# PNW: Blake Island moorage question



## EO32 (Jan 7, 2008)

I planning on heading to Blake Island this Saturday for an over nighter.

Anybody have any suggestions on moorage or if they are full, can you anchor?


----------



## EO32 (Jan 7, 2008)

I can answer this now.

Blake Island State Park is a 475-acre marine camping park with five miles of saltwater beach shoreline providing magnificent views of the Olympic Mountains and the Seattle skyline. The park is only reachable by tour boat or private boat. Indian-style salmon dinners and demonstrations of Northwest Indian dancing are offered at Tillicum Village, a concession on the island. 

To use a mooring buoy, go into the marina. Go through the narrow marked channel, between #1 and #2. Watch out for the shoals on each side. The buoy's are $10, first come first serve and are crowed.

The West side is best, but anchoring is the way to go. The bottom seems to be very sticky and you will find a lot of people on hooks.

Don't get to close to shore or you might end up like this.


----------



## TSOJOURNER (Dec 16, 1999)

Hi EO32, We've anchored many times at Blake Island. No problems. There seems to be a "shelf" of sticky bottom for your hook.
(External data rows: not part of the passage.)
PR #11394, opened 2025-04-07
fix: prevent unnecessary invocation of transformer

### LINKED ISSUE #5719: default value on entity trigger transformer twice
**Issue type:**

[ ] question
[X] bug report
[ ] feature request
[ ] documentation issue

**Database system/driver:**

[ ] `cordova`
[ ] `mongodb`
[ ] `mssql`
[X] `mysql` / `mariadb`
[ ] `oracle`
[ ] `postgres`
[ ] `cockroachdb`
[ ] `sqlite`
[ ] `sqljs`
[ ] `react-native`
[ ] `expo`

**TypeORM version:**

[X] `latest`
[ ] `@next`

I've added default attribute on a property just to have correct migration file. That's its purpose when I check the documentation (https://typeorm.io/#/entities/column-options).

But I have created my transformer which transform my property from string to object. Unfortunately, my transformer `from` method is called twice. One time with the default string (but it shouldn't, because it's a **database-level** column's DEFAULT value), and another time with the value already transformed in json.

The only way to correct it is to remove the default value, but if I generate my migrations they will not be correct.

for example:
- company.entity.ts
```typescript
@Entity('companies')
export class Company {
  @PrimaryGeneratedColumn({ type: 'int', name: 'id' })
  id: number;

// ...

  @Column({
    type: 'varchar',
    length: 1024,
    default: '{"days_max": 720}',
    name: 'options',
    transformer: CompanyOptionsTransformer
  })
  options: Options;
}
```
 - company-options.transformer.ts
``` typescript
export const CompanyOptionsTransformer: ValueTransformer = {
  from(value: string): Options {
    if (!value) return undefined;

    const options = JSON.parse(options);
    return {
      daysMax: options.days_max
    } as Options;
  },

  to(value: Options): string {
    if (!value) return undefined;

    const options = { days_max: value.daysMax };
    return JSON.stringify(options);
  }
};
```
it's certainly linked to https://github.com/typeorm/typeorm/issues/3763

ESnark:
### Description of change
This PR addresses an issue #5719 
If you save entities like this:
```typescript
class AddFiveOnSave implements ValueTransformer {
  to(value: number): number {
    return value + 5;
}

  from(value: number): number {
    return value - 5;
  }
}

@Entity()
class Example {
  @PrimaryGeneratedColumn()
  id: number;

  @Column({
    type: 'int',
    default: 100,
    transformer: new AddFiveOnSave(),
  })
  count: number;
}

const entity = new Example();
entity.count = 200;
await repository.save(entity);

console.log(entity.count); // You will get 205
```

This unexpected result occurs due to how TypeORM merges query results into entities. TypeORM merges default column values even if you explicitly specify them. During this merging process, the from() method of the transformer is invoked, causing the transformed value to be applied unnecessarily.

This PR removes returning data of default column, if values are specified before save, to prevent being merged (and belonging transform)

### Pull-Request Checklist

- [x] This pull request links relevant issues as `Fixes #5719 `

## Summary by CodeRabbit

* **Bug Fixes**
  * Prevents database-returned default values from overwriting user-provided values on insert, ensuring input values are preserved for columns with defaults.
  * Improves consistency with value transformers by maintaining correct transformed results when defaults are involved.

* **Tests**
  * Added comprehensive tests covering entities with defaulted columns and transformers, including create, read, and update scenarios to validate correct transformer invocation and value preservation.


ESnark:
Could someone take a look at this PR when possible?

test/github-issues/5719/issue-5719.test.ts
```diff
@@ -0,0 +1,116 @@
...
+    beforeEach(() => {
+        TestTransformer.reset()
+        return reloadTestingDatabases(connections)
+    })
+
+    after(() => closeTestingConnections(connections))
+
+    it("should call transformer's from() method only once for columns with default value", () =>
+        Promise.all(
+            connections.map(async (connection) => {
```
alumni: `Promise.all` will interfere with the static properties/methods of `TestTransformer` if there's more than one connection. This would be more visible if e.g. you would add MariaDB to the enabled drivers.

We need to run things sequentially. Use `for .. of` instead.

test/github-issues/5719/issue-5719.test.ts
```diff
@@ -0,0 +1,116 @@
...
+                schemaCreate: true,
+                dropSchema: true,
+                // The problem occurs in databases which support returning statement
+                enabledDrivers: ["mysql"],
+            })),
+    )
+
+    beforeEach(() => {
+        TestTransformer.reset()
+        return reloadTestingDatabases(connections)
```
alumni: `reloadTestingDatabases` has no return value.

test/github-issues/5719/issue-5719.test.ts
```diff
@@ -0,0 +1,116 @@
...
+                    100,
+                )
+                expect(loadedEntity!.columnWithTransformerOnly).to.equal(200) // 200/10
+
+                // Verify from() call count after find
+                const callCountAfterFind = TestTransformer.fromCallCount
+
+                // Current bug: from() is called twice for columns with default
+                // Expected behavior: from() should be called once per column
+                console.log(
```
alumni: Please remove the `console.log`.

Also: the test does not have any relevant assertions (that check what the test title says).

test/github-issues/5719/issue-5719.test.ts
```diff
@@ -0,0 +1,116 @@
...
+                    `[${connection.name}] from() call counts after find: ${callCountAfterFind}`,
+                )
+
+                // Enable this verification after the bug is fixed (currently fails)
+                // expect(callCountAfterFind).to.equal(2) // Once for each column
+            }),
+        ))
+
+    it("should call transformer's from() method only once for columns with default value", () =>
```
alumni: There are multiple tests with the same title and implementation in this file. Unnecessary tests should be removed.

alumni:
@ESnark Thanks for looking into this!

Could you please take a look at the tests?


Also, why are we removing the default columns? They should still be returned!

ESnark:
> @ESnark Thanks for looking into this!
> 
> Could you please take a look at the tests?
> 
> Also, why are we removing the default columns? They should still be returned!

I've updated the tests as requested.

Regarding the delete logic: it only removes values from returningResult when the entity already has an explicit value set `(column.getEntityValue(entity) !== undefined)`.

This mirrors standard DBMS behavior: when a value is explicitly provided, the database ignores the default. TypeORM should behave the same way.

Without this fix, the `from()` transformer gets called twice—once in `prepareHydratedValue()` and again during `merge()`—causing incorrect values.

When no value is set on the entity, the default column value is preserved and correctly returned.

gioboa (changes requested):
is it still valid? can you address qodo feedback please?

michaelbromley:

```
git fetch origin
```

PR #11883, opened 2025-12-30
test: verify column names when using `referencedColumnName` in composite relations

### LINKED ISSUE #7242: TypeORM generates invalid column name for relation when `referencedColumnName` is used with another composite relation
## Issue Description
TypeORM generates an invalid column name for relation when `referencedColumnName` is used with another composite relation.
This seems like some sort of caching. Apparently, we missed the possibility of one field getting used in two or more relations.

Consider the following entities:

**game.entity.ts**
```typescript
@Entity()
export class Game extends BaseEntity {
    @PrimaryGeneratedColumn({ name: "id" })
    public id!: number;
}
```

**participant.entity.ts**
```typescript
@Entity()
export class Participant extends BaseEntity {
    @PrimaryColumn({ name: "user_id", type: "int", nullable: false })
    @Index()
    public userId!: number;

    @PrimaryColumn({ name: "game_id", type: "int", nullable: false })
    @Index()
    public gameId!: number;
}
```

**match.entity.ts**
```typescript
@Entity()
export class Match extends BaseEntity {
    @PrimaryGeneratedColumn({ name: "id" })
    public id!: number;

    @JoinColumn({ name: "game_id", referencedColumnName: "id" })
    @ManyToOne(() => Game, (e) => e.id, { eager: true })
    public game!: Game;

    @Column({ name: "user_id", type: "int", nullable: false })
    public userId!: number;

    @JoinColumn(
        [
            { name: "game_id", referencedColumnName: "gameId" },
            { name: "user_id", referencedColumnName: "userId" },
        ]
    )
    @ManyToOne(() => Participant, { eager: true })
    public participant: Participant | null = null;
}
```

And the following piece of code:
```typescript
const query = this.matches.createQueryBuilder("match");
query.leftJoinAndSelect("match.game", "game");
console.log(query.getSql());
```

### Expected Behavior

Should not confuse two different relations with each other and generate the following query:

```SQL
SELECT
   "match"."id" AS "match_id",
   "match"."user_id" AS "match_user_id",
   "match"."game_id" AS "match_game_id",
   "game"."id" AS "game_id" 
FROM
   "match" "match" 
   LEFT JOIN
      "game" "game" 
      ON "game"."id" = "match"."game_id"
```

### Actual Behavior
```SQL
SELECT
   "match"."id" AS "match_id",
   "match"."user_id" AS "match_user_id",
   "match"."game_id" AS "match_game_id",
   "game"."id" AS "game_id" 
FROM
   "match" "match" 
   LEFT JOIN
      "game" "game" 
      ON game.gameId = "match"."game_id"
```

The problem is with the `game.gameId = "match"."game_id"`. As you can clearly see, TypeORM thinks that it should use `gameId` for the name of the field in a relationship that has nothing to do with `gameId`. This value is probably selected based on the `referencedColumnName` of the other composite relation on the entity. 

### Steps to Reproduce
Discussed above

### My Environment

```json
  "dependencies": {
    "@nestjs/core": "^7.6.1",
    "pg": "^8.5.1",
    "reflect-metadata": "^0.1.13",
    "typeorm": "^0.2.29"
  },
```

- [ ] `aurora-data-api`
- [ ] `aurora-data-api-pg`
- [ ] `better-sqlite3`
- [ ] `cockroachdb`
- [ ] `cordova`
- [ ] `expo`
- [ ] `mongodb`
- [ ] `mysql`
- [ ] `nativescript`
- [ ] `oracle`
- [X] `postgres`
- [ ] `react-native`
- [ ] `sap`
- [ ] `sqlite`
- [ ] `sqlite-abstract`
- [ ] `sqljs`
- [ ] `sqlserver`

- [X] Yes, I have the time, but I don't know how to start. I would need guidance.

Cprakhar:
Close #7242
Added a test that shows that issue #7242 is resolved.

### DIFF
--- a/test/functional/metadata-builder/relation-join-column-builder/entity/Game.ts
+++ b/test/functional/metadata-builder/relation-join-column-builder/entity/Game.ts
@@ -1,7 +1,10 @@
-import { Entity, PrimaryGeneratedColumn } from "../../../../../src"
+import { Column, Entity, PrimaryGeneratedColumn } from "../../../../../src"
 
 @Entity()
 export class Game {
     @PrimaryGeneratedColumn({ name: "id" })
     id: number
+
+    @Column()
+    title: string
 }
--- a/test/functional/metadata-builder/relation-join-column-builder/relation-join-column-builder.test.ts
+++ b/test/functional/metadata-builder/relation-join-column-builder/relation-join-column-builder.test.ts
@@ -103,17 +103,16 @@ describe("metadata builder > RelationJoinColumnBuilder", () => {
         Promise.all(
             dataSources.map(async (dataSource) => {
                 const game = await dataSource.getRepository(Game).save({
-                    id: 1,
+                    title: "Some Game",
                 })
                 const participant = await dataSource
                     .getRepository(Participant)
                     .save({
                         userId: 1,
-                        gameId: 1,
+                        gameId: game.id,
                     })
 
                 await dataSource.getRepository(Match).save({
-                    id: 1,
                     game: game,
                     userId: 1,
                     participant: participant,
@@ -136,19 +135,17 @@ describe("metadata builder > RelationJoinColumnBuilder", () => {
                 expect(hasCorrectJoin).to.be.true
 
                 const matches = await query.getMany()
-                expect(matches).to.deep.equal([
-                    {
-                        id: 1,
-                        game: {
-                            id: 1,
-                        },
-                        userId: 1,
-                        participant: {
-                            userId: 1,
-                            gameId: 1,
-                        },
-                    },
-                ])
+
+                expect(matches).to.have.lengthOf(1)
+                const match = matches[0]
+                expect(Number(match.id)).to.equal(1) // Some DBs return string ids
+                expect(Number(match.userId)).to.equal(1) // Some DBs return string ids
+                expect(match.game).to.exist
+                expect(Number(match.game.id)).to.equal(1) // Some DBs return string ids
+                expect(match.game.title).to.equal("Some Game")
+                expect(match.participant).to.exist
+                expect(Number(match.participant!.userId)).to.equal(1) // Some DBs return string ids
+                expect(Number(match.participant!.gameId)).to.equal(1) // Some DBs return string ids
             }),
         ))
 })


Cprakhar:
> ## PR Reviewer Guide 🔍
> Here are some key observations to aid the review process:
> 
> **🎫 Ticket compliance analysis ✅**
> 
> **[7242](https://github.com/typeorm/typeorm/issues/7242) - PR Code Verified**
> 
> Compliant requirements:
> 
> * Reproduce the issue with entities having both simple and composite relations
> * Test entities match the structure described in the issue (Game, Participant, Match)
> * Verify generated SQL query uses correct column names in JOIN conditions
> * Test includes both leftJoinAndSelect for game and participant relations
> 
> Requires further human verification:
> 
> * Verify the test actually fails before the fix and passes after (to confirm it properly tests the bug)
> * Confirm the test runs specifically against PostgreSQL driver as mentioned in the issue
> * Validate that the SQL assertion correctly identifies the bug scenario
> 
> ⏱️ **Estimated effort to review**: 2 🔵🔵⚪⚪⚪
> 🧪 **PR contains tests**
> 🔒 **No security concerns identified**
> ⚡ **Recommended focus areas for review**
> 
> [**Test Assertion Logic**](https://github.com/typeorm/typeorm/pull/11883/files#diff-b8817fd48cc5d8bfcbec813920b17a80d288b0a2ef144f9781ae25120f2a05ecR129-R136)
> The test uses an OR condition to check for correct SQL in both MySQL and PostgreSQL formats. However, this approach may pass even if one database generates incorrect SQL while the other is correct. Consider splitting into database-specific test cases or ensuring both formats are validated when applicable.
> 
> ```ts
> const hasCorrectJoin =
>     sql.includes(
>         "LEFT JOIN `game` `game` ON `game`.`id`=`match`.`game_id`  LEFT JOIN `participant` `participant` ON `participant`.`user_id`=`match`.`user_id` AND `participant`.`game_id`=`match`.`game_id`",
>     ) ||
>     sql.includes(
>         `LEFT JOIN "game" "game" ON "game"."id"="match"."game_id"  LEFT JOIN "participant" "participant" ON "participant"."user_id"="match"."user_id" AND "participant"."game_id"="match"."game_id"`,
>     )
> expect(hasCorrectJoin).to.be.true
> ```
> 
> [**Order Difference**](https://github.com/typeorm/typeorm/pull/11883/files#diff-7166e1b2f84009d4a4aa9e3202ab784ba73c8719a1e5c11294d41b5ea54a6f34R23-R26)
> The order of JoinColumn array elements differs from the original issue. Original has `game_id` first, then `user_id`, but test has `user_id` first, then `game_id`. While this may not affect the bug reproduction, it's worth verifying this doesn't impact the test's ability to catch the specific caching issue mentioned.
> 
> ```ts
> @JoinColumn([
>     { name: "user_id", referencedColumnName: "userId" },
>     { name: "game_id", referencedColumnName: "gameId" },
> ])
> ```

The MySQL error unique constraint not found for FK_ for the entity participant appears if the order is changed. The order specified in JoinColumn[] and Participant.ts should be the same.

gioboa (approved):
Thanks for this amazing help @Cprakhar  you rock 🚀

G0maa (approved):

Circle around and watch your depth - don't be put off by scary pictures - have fun!


----------



## erps (Aug 2, 2006)

I attended a "marine survival" class that included a night on Blake Island one early spring day. We had to jump off the boat in our survival gear, swim ashore and then we spent the night. I never want to spend another night like that on Blake Island again. A year or two later, we did it in style on our boat and did the salmon dinner and show at the long house. Are they still doing that?


----------



## EO32 (Jan 7, 2008)

Katwalling said:


> Hi EO32, We've anchored many times at Blake Island. No problems. There seems to be a "shelf" of sticky bottom for your hook. Circle around and watch your depth - don't be put off by scary pictures - have fun!


Those scary pictures, I took after a night on the hook. It seems to bite well on the west side.



erps said:


> A year or two later, we did it in style on our boat and did the salmon dinner and show at the long house. Are they still doing that?


Yep, the Tillicum Village dinner show is still going on.

Tillicum Village


----------